A ruling by Arbitrator David Jones in a dispute between United Nurses of Alberta and an Edmonton nursing home operator has upheld the union’s interpretation of the Nursing Homes Operation Regulation, which requires such facilities to have a Registered Nurse, Certified Graduate Nurse or Registered Psychiatric Nurse on the premises 24/7.
Since Licensed Practical Nurses are not defined as “nurses” in the Regulation to the Nursing Home Act, Jones said, an LPN may not replace the on-site duty nurse.
“Residents in Nursing Homes will continue to have the expertise of RN care 24/7,” said UNA Labour Relations Officer Shaun Emes, who presented the union’s arguments. “An RN must be on site at all times.”
The dispute arose from the interpretation by the employer, the Edmonton Chinatown Care Centre, that the Nursing Homes Operation Regulation permitted the employer to replace an RN with an LPN if no RN was available and if an RN, usually a manager, could be on call at another location.
This situation arose 10 times between August 20, 2014, and November 2, 2015, and UNA filed grievances on each occasion that argued the employer’s actions broke both the law’s regulation and UNA’s collective agreement with ECCC, which has similar wording to the regulation.
Representatives for the employer supported their position by quoting previous ministers of health, who in the last years of the Progressive Conservative government had indicated to them the relevant section of the Regulation could be interpreted to permit use of LPNs in such circumstances.

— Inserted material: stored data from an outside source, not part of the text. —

PR #183, opened 2026-08-07
[analytics] Track the Django admin too, and fix double-counting on class/guild pages (v0.23.51)

HexagonStorms:
## Why

The ask was to track **everything** in FOG. The admin was excluded, and #182 left that exclusion in place — my miss: I inherited the existing behavior instead of the instruction, and even wrote "the admin stays excluded" into that PR as though it were settled.

## Removing the exclusion took five changes, not one

The path check alone would have accomplished nothing, because the admin templates never included the partial:

| File | Change |
|---|---|
| `core/context_processors.py` | dropped the `/admin/` path check |
| `templates/admin/base.html` | include the partial via Unfold's `extrahead` block |
| `core/models.py` | help text said "excludes the Django admin" |
| `core/admin.py` | fieldset description said the same |
| `tests/core/context_processors_spec.py` | inverted the exclusion spec |

## It also fixes a double-count I introduced in #182

`templates/classes/base_public.html` and `templates/guilds/base_public.html` both `{% extends "hub/base.html" %}` **and** included the GA partial in `{% block extra_head %}`. Once #182 put the include in the parent's `<head>`, those pages rendered it twice. Measured on a real render of `/classes/`, not inferred:

```
googletagmanager.com/gtag/js tags:  2
gtag('config' calls:                2   → two page_views per load
live page_view senders:             2   → two more per hx-boost navigation
```

So class and guild traffic would have read roughly double. This is live on `main` right now and harmless only because the measurement ID has never been set — had the ID gone in first, the data would have been wrong from the start. The two redundant includes are removed, with comments explaining why.

Worth noting the review on #182 specifically examined this class of bug and cleared it: it correctly verified that head-support preserves identical head nodes rather than re-appending them, but did not catch that these two templates contribute a *second* copy. The clearance was narrower than it read.

## Regression cover

`tests/core/google_analytics_coverage_spec.py` asserts exactly one snippet on the public home, the public class list, the member hub, and the admin, plus exactly one `page_view` sender. One assertion needed correcting while writing it: counting `htmx:afterSettle` caught a pre-existing, unrelated Alpine listener at `hub/base.html:554`, so it counts the GA sender instead.

## Changelog

0.23.51 plainly corrects the "the staff admin area is still excluded" line from 0.23.50, since that already went out to Discord. The 0.23.50 entry is left as-is — it was accurate when it shipped.

## Testing

11 GA specs pass. Full suite green (6954 passed) on the admin changes; ruff and mypy clean.

## One thing to decide

Admin changelist search puts the query in the URL (`?q=member@example.com`) and GA records `page_location`, so searching a member by email sends that email to Google — which their terms prohibit. Tracking every admin page does not require sending query strings; stripping them on admin paths is a couple of lines. Not done here, since the ask was to track everything and this is a policy call. Say so and I will add it.

https://claude.ai/code/session_01BjUajPuNWTaHF4ncHP9Qr4


PastLivesReviewBot (approved):
## Approved — re-review at `4367032`

Both blocking findings from the review at `d26cb65` are resolved, and the coverage gaps flagged as non-blocking are closed. Verified independently rather than taken on trust.

### Blocking findings — both fixed

**1. Missing migration.** `core/migrations/0058_alter_siteconfiguration_google_analytics_measurement_id.py` now carries the `help_text` edit, and its field definition matches `core/models.py:262` exactly. `makemigrations --check --dry-run` reports no changes. Applied forward, reversed to `0057`, and re-applied on a scratch database — clean in both directions. Pure `AlterField`, no `RunPython`, so reversibility is structural.

**2. `?email=` reaching Google.** Fixed and confirmed by executing `plCleanUrl` in a real JS engine against 25 edge cases:

| Case | Result |
|---|---|
| `/accounts/login/code/?email=<member>` | query dropped |
| `/accounts/signup/?email=<invitee>` | query dropped |
| `?q=secret&utm_source=discord&utm_medium=post` | `q` gone, both `utm_*` preserved |
| `?email=…&utm_source=email` | `email` gone, `utm_source` preserved |
| `/admin/…?status__exact=active&e=1` | whole query dropped |
| `/classes/admin/registrations/?q=…&utm_source=x` | correctly *not* admin-branched; only `q` stripped |
| repeated `?q=a&q=b` | both removed |
| `#fragment` | preserved |
| relative URL, `''`, `null`, `undefined` | handled, no throw |
| unparseable input | fails closed via `String(href).split('?')[0]` |
| cross-origin referrer `google.com/search?q=…` | stripped |

`stripped ? u.href : href` returning the original when nothing changed is a good touch — it avoids `URL` normalisation quietly rewriting reported URLs.

I confirmed `q` and `email` are the complete set: every `request.GET` key read across the codebase is otherwise an ID, page number, filter enum, or sort key. Member URLs use integer PKs throughout, so no personal data rides in a path.

### Snippet coverage — crawled independently

Rendered every argument-free URL as staff, member, and anonymous (307 URLs, 921 combinations), then the surfaces a plain crawl cannot reach:

- **Duplicates: zero.** Nothing anywhere emits more than one `gtag('config'` or one `gtag/js` tag. The `classes/base_public.html` and `guilds/base_public.html` double-count is gone, confirmed on the real `book.` and `guilds.` hosts, not just the members surface.
- **Missing: zero real pages.** The only 200s without a snippet are htmx fragments — `/calendar/events/`, `/notifications/unread-count/`, `/admin/search/`, and `signage/_deck.html`. Those are swap targets, not pageviews; excluding them is correct.
- All 12 reachable allauth pages: exactly one each, at every auth state.
- Signage player, both flyers, and `orientation_action` (including its 400 invalid-token branch): exactly one each.
- Blank measurement ID removes the snippet everywhere, admin included.

### The allauth fork

`diff` against the packaged `allauth 65.18.0` layout shows exactly two additions: the explanatory comment block and the include. Every block (`head_title`, `extra_head`, `body`, `content`, `extra_body`) and the `{% load i18n %}` are intact, so `allauth/layouts/entrance.html` and `manage.html` and their children render unchanged. These pages already used allauth's bare default layout, so nothing regresses visually. `TEMPLATES.DIRS` precedes `APP_DIRS`, so the override resolves. The upgrade note in the header is the right mitigation, and `it_tags_allauth_pages_we_do_not_override` is what actually catches a silent drop.

### Changelog

Correct under the `CLAUDE.md` rules. `0.23.50` shipped to Discord on 2026-08-07 (run `31133916495`) telling members "the staff admin area is still excluded" — so this is a correction to something already announced, which earns its own entry rather than an edit to the shipped one. Exactly one entry at `VERSION` (`0.23.51`), so `announce_release` resolves. Plain language, no jargon or PR numbers, and it openly corrects the earlier claim. The Privacy Policy it points at (`templates/core/privacy_policy.html:37,57`) is generic about analytics and is not contradicted by the change.

### Notes, none blocking

- **Signage is well-behaved.** Slides advance via `setTimeout` with no URL change, so they fire no pageviews, and the deck poll returns an untracked fragment. The only reload is `scheduleNightlyReload()` at 04:00 (`templates/signage/player.html:98-104`), so a kiosk contributes roughly one pageview a day. Tracking it was an explicit request; the one thing to expect is that a kiosk reads as a long-idle user and will drag property-wide engagement averages down a little. A GA4 filter later would fix that if it bothers anyone.
- `/discord/link/callback/?code=<oauth code>` sends the authorization code to GA as `page_location`. Pre-existing — `hub/base.html` already carried the snippet on `main` — and the code is single-use and already consumed server-side by render time. Worth a follow-up, not a blocker here.
- `/admin` without a trailing slash misses the prefix test, but Django's `APPEND_SLASH` redirects before a page renders, so no real URL reaches GA that way.
- Cosmetic: the include in `templates/signage/base.html:17` sits unindented against a 4-space head block.
- `mypy` reports 39 errors, all pre-existing in `classes/` and `billing/` and outside the `plfog/ core/ membership/ hub/` scope CI checks. None in any file this PR touches.

### Standards and CI

Fat-model boundaries respected; the context processor is now simpler than before. Full annotations on changed functions. Specs are BDD `describe_*`/`it_*` with no `context_*` blocks, no `skip`, no `pragma`. `ruff check`, `ruff format --check`, and the changed specs (28 passed) all green locally. All three CI checks pass on `4367032` — `lint`, `test`, and `e2e` — verified as running against that exact SHA.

In his June 30 ruling, Jones noted that different ministers of health at different times adopted differing interpretations of the regulation. “Earlier ministerial correspondence appears to be consistent with the employer’s interpretation,” he noted. “In August 2015, the current minister adopted the union’s interpretation.”
However, he noted after hearing arguments from Emes that “a third party’s interpretation is irrelevant, even if that interpretation comes from a minister.”

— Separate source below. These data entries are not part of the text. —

PR #184, opened 2026-08-07
[mailchimp] Marketing opt-in on account signup, env credentials, and an opt-in stamp fix (v0.23.52)

HexagonStorms:
## What this does

Adds a marketing opt-in checkbox to account signup and wires it to Mailchimp, plus the config and correctness fixes that came out of auditing the existing integration.

Before this, the only place to opt into marketing email was the class booking form. Anyone who created a FOG account without booking a class had no way to subscribe. `ACCOUNT_SIGNUP_FIELDS` was `["email*"]` with no custom signup form, and `plfog/adapters.py` had no Mailchimp call.

## Changes

**1. Marketing opt-in on account signup (the main thing)**

* `plfog.adapters.MarketingOptInSignupForm` adds an optional, unchecked-by-default `wants_newsletter` checkbox. Registered as `ACCOUNT_FORMS["signup"]`.
* New `core/services/mailchimp_account.py` with `subscribe_user(user)` and `derive_account_tags(user)`. This is the sibling of `classes/services/mailchimp_subscribe.py`; the module was specified in `docs/plans/gap-closure.md` and referenced by `UserProfile.subscribed_to_mailchimp_at`'s help text, but had never been built.
* Tags applied: `newsletter` (the shared cross-path marketing tag, same one `/newsletter/` uses) plus `account-signup` to record which door they came through.
* On success it stamps `UserProfile.subscribed_to_mailchimp_at`, which is what suppresses the checkbox on later class registrations.
* Checkbox renders on both the members surface and the guest/book surface, with a small CSS rule per stylesheet.
* Best effort throughout: a disabled integration, a rejected push, or a client that raises all leave the account intact. The push runs after the user is committed.

**2. Credentials can now come from the environment**

`MailchimpClient.from_site_config()` resolves each credential independently: the `SiteConfiguration` value wins when set, otherwise it falls back to `MAILCHIMP_API_KEY` / `MAILCHIMP_LIST_ID`. Existing behaviour is unchanged for anyone who already pasted credentials into Site Settings.

This exists so production can be enabled without an account-scoped Mailchimp key sitting in the database in plaintext, readable by any superuser. Both vars are now declared in `render.yaml` and `.env.example`, neither of which mentioned Mailchimp at all before.

**3. Fixed: first-time guests were never marked as opted in**

`_stamp_profile_subscribed()` runs inside `subscribe_registration()`, which is called before `ensure_account_for_registration()`. For a brand new guest who ticked both the newsletter box and "create an account", `registration.member` is still `None` at that moment, so the stamp was silently skipped and they got asked about the newsletter again on their next booking.

The fix puts the stamp in `_seed_profile_from_registration()`, where the profile is first created. Note the call order is deliberately left alone: `subscribe_registration` has to run first, because `derive_tags` decides `first-time-student` by asking whether the email is already a known member, and `ensure_account_for_registration` is precisely what makes it one. Swapping the two calls would have quietly dropped that tag for every guest who also created an account.

## Testing

* New: `tests/core/services/mailchimp_account_spec.py` (8), `tests/auth/signup_marketing_optin_spec.py` (9, covering the form, the end to end POST, and both rendered surfaces).
* Extended: `tests/core/integrations/mailchimp_spec.py` for env fallback and precedence, `core/spec/services/guest_account_spec.py` for the stamp fix.
* 100% line and branch coverage on `core/services/mailchimp_account.py`, `core/integrations/mailchimp.py`, and `core/services/guest_account.py`. The new form's lines in `plfog/adapters.py` are fully covered including the exception branch.
* `ruff format` and `ruff check` clean. `mypy` could not run: the django-stubs plugin fails to construct in this environment on Python 3.14, which reproduces on an untouched file and predates this branch.

## To turn it on

Set `MAILCHIMP_API_KEY` and `MAILCHIMP_LIST_ID` in the Render dashboard, or paste them at `/manage/site-settings/`. The audience id is `cfa0e74194`. Until one of those is set the integration stays disabled and every subscribe path is a silent no op, exactly as today.

Worth knowing: no subscriber has ever reached the audience through the API. The `class-registrant` and `newsletter` tags do not exist in it, and recent signups are all sourced from the Squarespace popup form. The class registration path has been correct in code for a while but has never been switched on.

## Not included

SimplyBook, deliberately. The key we have is rejected by the JSON RPC API that `core/integrations/simplybook.py` uses, so that one is blocked on getting the right key out of Custom Features then API then Settings.


PastLivesReviewBot (approved):
Approved by PastLivesReviewBot. Both findings from the earlier rounds are resolved, and I verified the fix independently rather than reading the specs.

## The consent regression is gone, end to end

I re-ran my own probe against a3bff3e, driving `RegistrationForm` with exactly the kwargs `classes/views.py:585` uses and then calling `subscribe_registration` on the saved row:

```
PROBE-A box shown to logged-out Bob: True
PROBE-A auto-linked member_id: 2
PROBE-A wants_newsletter after untick: False
PROBE-A subscribe called: False   (want False)

PROBE-B box shown to logged-in Bob: False
PROBE-B wants_newsletter recorded: True   (want True)
PROBE-B subscribe called: True    (want True)
PROBE-B tags: ['class-registrant', 'category-*', 'instructor-*']
```

Note PROBE-A still shows `member_id: 2` — `link_member_by_email` fires exactly as before, so the conditions that produced the old bug are all still present. It is the recorded flag, not the absence of the link, that makes the untick stick. That is the right reason for it to pass.

## Answers to the things you asked me to try to break

**Is `_newsletter_opt_in_suppressed` always initialised?** Yes. It is set unconditionally in `__init__` immediately after `super().__init__()` and the model-release pops, before anything can read it. `__init__` has no early returns, `user` defaults to `None` so `_user_already_opted_in(None)` short-circuits to False, `RegistrationForm` has no subclasses, and `classes/views.py:585` is its only construction site. Probe D built the form with no `user=` kwarg at all: attribute present, `wants_newsletter` False.

**Does `wants_newsletter=True` break another reader?** No. The only consumers are `classes/services/mailchimp_subscribe.py:107`, `templates/classes/admin/registration_detail.html:61`, and `demo_data.py` (which sets it explicitly). Both CSV exports in `classes/exports.py` use fixed column lists — `CSV_HEADERS` and `REGISTRATIONS_CSV_HEADERS` — and neither includes the field. The admin detail page will now show the badge for a suppressed opt-in, which is more honest than before and is precisely what the new `help_text` documents.

**The waitlist path.** The assignment sits above the `if self.is_waitlist:` branch, so it is not skipped. Probe C confirms: status `waitlisted`, `wants_newsletter` True. `promote_next_from_waitlist` never calls `subscribe_registration`, so nothing is pushed on a waitlist join and no behaviour changed there — the row is just truthful if that person is later promoted.

**The migration.** `0051` is the only one generated, depends on the existing `0050_update_default_faq_copy`, and is a plain `AlterField` with no `RunPython`, so the reverse-function rule does not apply. I round-tripped it on a scratch sqlite: `migrate classes 0050` unapplied it cleanly and `migrate classes` re-applied it. `makemigrations --check --dry-run` reports no changes.

**Specs actually run.** I checked by name rather than by count, since a silently-uncollected block is exactly the failure mode worth fearing here. All three appear under `describe_newsletter_opt_in_recorded_on_save` and PASS. No `context_*` blocks anywhere in the new specs.

## Nothing earlier was disturbed

`git diff main -- classes/services/mailchimp_subscribe.py` is now empty — the service is byte-identical to main again. Everything I verified in the first pass therefore stands unchanged: the `derive_tags` / `_is_known_member` call-order reasoning, `_stamp_profile_subscribed`, the guest stamp fix, credential precedence, the opt-in default, account survival on every Mailchimp outcome, and the changelog. Deleting `_already_opted_in` was the right call over patching around it; the form is where the decision is known, so that is where it belongs.

`ruff check` and `ruff format --check` clean. 683 tests pass across the form, service, view, auth, and integration specs. `core/integrations/mailchimp.py`, `core/services/mailchimp_account.py`, and `core/services/guest_account.py` remain 100% line and branch; both arms of the new `if self._newsletter_opt_in_suppressed:` are covered.

One housekeeping note, not a review objection: `lint` and `e2e` are green on this head but the `test` job was still running when I finished, so let it go green before merging.

PR #186, opened 2026-08-09
[voting] Automatic results + @everyone Discord notifications (v0.23.53)

HexagonStorms:
## Summary

- **Results email now sends automatically.** When `take_cycle_snapshot` runs at cycle close, it calls `send_results()` immediately after. No admin needs to click "Send results."
- **Every member with an account gets an email.** Phase 1: voters get a personalized ballot recap. Phase 2: non-voters get the allocation summary without a ballot section. Phase 3: Discord @everyone broadcast (gated; starts end of August).
- **Pre-close reminder email widened.** `vote_soon_occurrences()` now targets all active members with accounts, not just voters. Non-voters get a "go vote" nudge; voters still see their current picks.
- **Discord @everyone notifications.** Two new broadcast event types (`voting.discord_reminder`, `voting.results_discord`) fire once per cycle. The scheduler emits them as broadcast occurrences, not per-member — one webhook call total.
- **`--no-discord` flag on `send_funding_results`.** For the July results send (which predates the Discord rollout), pass `--no-discord` to suppress the @everyone post.

## July results

To send July results without Discord (do this on production after merge/deploy):

```
python manage.py send_funding_results --snapshot-id <ID> --no-discord
```

Find the snapshot ID in the admin at `/manage/voting/history/` or via `python manage.py shell -c "from membership.models import FundingSnapshot; print(FundingSnapshot.objects.last().pk)"`.

## Test plan

- [ ] `pytest tests/membership/voting_reminders_spec.py` — Discord reminder occurrence tests (6 new tests)
- [ ] `pytest tests/membership/funding_snapshot_results_spec.py` — Results send audience + URL tests pass
- [ ] `pytest tests/hub/voting_results_send_spec.py` — View send tests pass (admin client fixture isolated)
- [ ] `pytest tests/core/management/take_cycle_snapshot_spec.py` — Auto-send assertions pass
- [ ] Full suite passes (pre-push hooks: ruff, mypy, template checks all green)

PR #187, opened 2026-08-09
fix(tests): register Discord-only voting events in registry_spec

HexagonStorms:
Two CI failures from the new `voting.discord_reminder` / `voting.results_discord` events added in #186.

- `_BRAND_NEW_KEYS` hardcoded 27 keys — added the two new ones so the count assertion passes.
- In-app invariant test assumed every per-recipient event has an `IN_APP` channel. Discord-broadcast events are channel-only (no bell), so they're excluded alongside the existing email-only set.

### DIFF
--- a/tests/core/events/registry_spec.py
+++ b/tests/core/events/registry_spec.py
@@ -20,6 +20,8 @@ _BRAND_NEW_KEYS = {
     "voting.officers_closing_soon",
     "voting.results_published",
     "voting.results_ready",
+    "voting.discord_reminder",
+    "voting.results_discord",
     "release.published",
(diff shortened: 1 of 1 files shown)


PastLivesReviewBot (approved):
Reviewed and approved by PastLivesReviewBot. Test-only fix: the two new Discord-only event keys (voting.discord_reminder, voting.results_discord) are correctly added to _BRAND_NEW_KEYS so the count assertion holds, and excluded from the in-app invariant since Discord-broadcast events carry no in-app bell channel. CI green (e2e, lint, test). No issues.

Emes argued the core issue in the arbitration was the proper interpretation of Section 14(1) of the Regulation. The union took the position the regulation states clearly a “nurse” as defined by the Regulation must be on duty at all times, and that the definition is restricted to a Registered Nurse, Certified Graduate Nurse or Registered Psychiatric Nurse. Since ECCC employed no Certified Graduate Nurses or RPNs, that limited the employer’s option to an RN.

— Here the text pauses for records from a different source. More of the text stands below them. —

PR #189, opened 2026-08-09
[billing] Stripe test/live mode toggle with dual key storage (v0.23.55)

HexagonStorms:
## What

Adds a **Testing Mode switch** to the admin Payments dashboard (Stripe tab) that flips every Stripe operation (charges, SetupIntents, webhooks) between a stored **TEST** key set and a stored **LIVE** key set. Both sets are saved at once, so going live (or dropping back to testing) is a single toggle with no re-pasting of keys.

Prep for the FOG payments go-live.

## How

- **`BillingSettings` model** gains a `test_mode` boolean plus a parallel `test_connect_*` credential slot (client id, publishable key, encrypted secret key, encrypted webhook secret). The existing `connect_*` fields become the LIVE slot (no lossy rename).
- **Fat-model accessors** `active_client_id` / `active_publishable_key` / `active_secret_key` / `active_webhook_secret` (and `mode_label`) pick the slot from `test_mode`. Every read site (`stripe_utils._platform_secret_key`, `_platform_webhook_secret`, `setup_payment_method`'s publishable key) now goes through these, so no caller branches on mode.
- **`clean()`** requires only the *active* slot's four fields when Connect is enabled, so the inactive slot can be left blank or pre-filled ahead of a flip.
- **Data migration (`0012`, reversible)** inspects the existing secret: an `sk_test_` key is relocated into the new TEST slot with `test_mode=True` (so current testing keeps working and the LIVE slot is left empty for go-live); an `sk_live_` key stays put with `test_mode=False`; an empty config defaults to test mode.
- **UI** (Payments dashboard Stripe tab, rebuilt to FRONTEND.md components): the toggle, a clear TEST/LIVE active badge, two labelled key groups with a per-slot "Test connection" button, and a confirm prompt when switching to live.

## Notes for review

- **Admin-only change.** `VERSION` bumped to `0.23.55` with a plain-language, admin-scoped `CHANGELOG` entry (kept because the `announce_release` invariant and its tests require an entry at the current `VERSION`; the `0.23.54` "Admin tools" entry is the precedent for admin-facing notes). It does not have to be announced to members.
- **Tests:** full suite green, coverage above the 98% gate. New specs cover the accessors (both branches), `clean()` branches, the data migration forward and reverse, form validation, `stripe_utils` slot selection, and the dashboard render/save.
- **Pre-existing baseline, not introduced here:** mypy has unrelated errors on `main` (e.g. `classes/*`, `billing/views.py:130-135` in `stripe_webhook`); this branch adds zero new ones. Secrets stay in `EncryptedCharField`; `billing/admin.py` still excludes all credentials by design.

Branched from `main` and rebased onto its latest tip.

https://claude.ai/code/session_01MiwKUFJixRUa1ePtifRQVb


PastLivesReviewBot (approved):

In his arguments, Emes also rejected the employer’s claim its use of LPNs was protected by past practice because the union had immediately grieved the practice after negotiating a first collective agreement, and because the legal doctrine may not be applied when a practice is illegal.
In his decision, Jones agreed with UNA’s position that the Regulation strictly defines nurse, and when that definition is applied to the section in question “this provision can only be interpreted as requiring there be at least one Registered Nurse, Certified Graduate Nurse or Registered Psychiatric Nurse on duty at all times in the nursing home.”
“It does not permit any other type of person (such as an LPN) to be the required person on duty,” he said.
So, he concluded, it doesn’t matter if the employer thought it was OK to have an RN or other qualified nurse on call somewhere else, that is not what the regulation says. If the definition of “nurse” in the Regulation does not meet current practice, he added, “that judgment is for the government, not an arbitrator.”
Nor could the grievances be dismissed on the grounds of past practice, he said, because the past practice was illegal, he said.
“Accordingly, I declare that the employer has breached the collective agreement by not having at least one Registered Nurse … on site on the 10 occasions at issue in the arbitration.”